Copy the records below word for word. Stop after the line that contains "--- a/cfme/base/__init__.py".

══ Supplied records

PR #7117, opened 2018-04-19
[1LP][RFR] Hack to allow upstream testing to work again

psav:
* There is currently a bug in MiQ upstream where the servername field is
  not populated in the UI, consequently, saving settings clears the name
  which is required for creating the Server object. We now use a default
  in the case that the Attribute can't be accessed. This is because null
  attributes are not returned in the REST API.

### DIFF
--- a/cfme/base/__init__.py
+++ b/cfme/base/__init__.py
@@ -6,7 +6,9 @@ import sentaku
 
 from cfme.modeling.base import BaseCollection, BaseEntity
 from cfme.utils import ParamClassName
+from cfme.utils.log import logger
 from cfme.utils.pretty import Pretty
+from cfme.utils.version import LATEST
 
 
 @attr.s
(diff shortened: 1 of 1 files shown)


cfme/base/__init__.py
```diff
@@ -121,7 +123,14 @@ def get_master(self):
             server = server_collection.all[0]
         else:
             server = server_collection.find_by(is_master=True)[0]
-        return self.instantiate(name=server.name, sid=server.id)
+
+        try:
+            name = server.name
+        except AttributeError:
+            logger.error('The EVM has no name, setting it to EVM')
+            name = 'EVM' if self.appliance.version == LATEST else server.name
```
mshriver: **Optional**

Use `not self.appliance.is_downstream` instead of importing `LATEST` and checking version against it.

════

Solution -
PR #7117, opened 2018-04-19
[1LP][RFR] Hack to allow upstream testing to work again

psav:
* There is currently a bug in MiQ upstream where the servername field is
  not populated in the UI, consequently, saving settings clears the name
  which is required for creating the Server object. We now use a default
  in the case that the Attribute can't be accessed. This is because null
  attributes are not returned in the REST API.

### DIFF
--- a/cfme/base/__init__.py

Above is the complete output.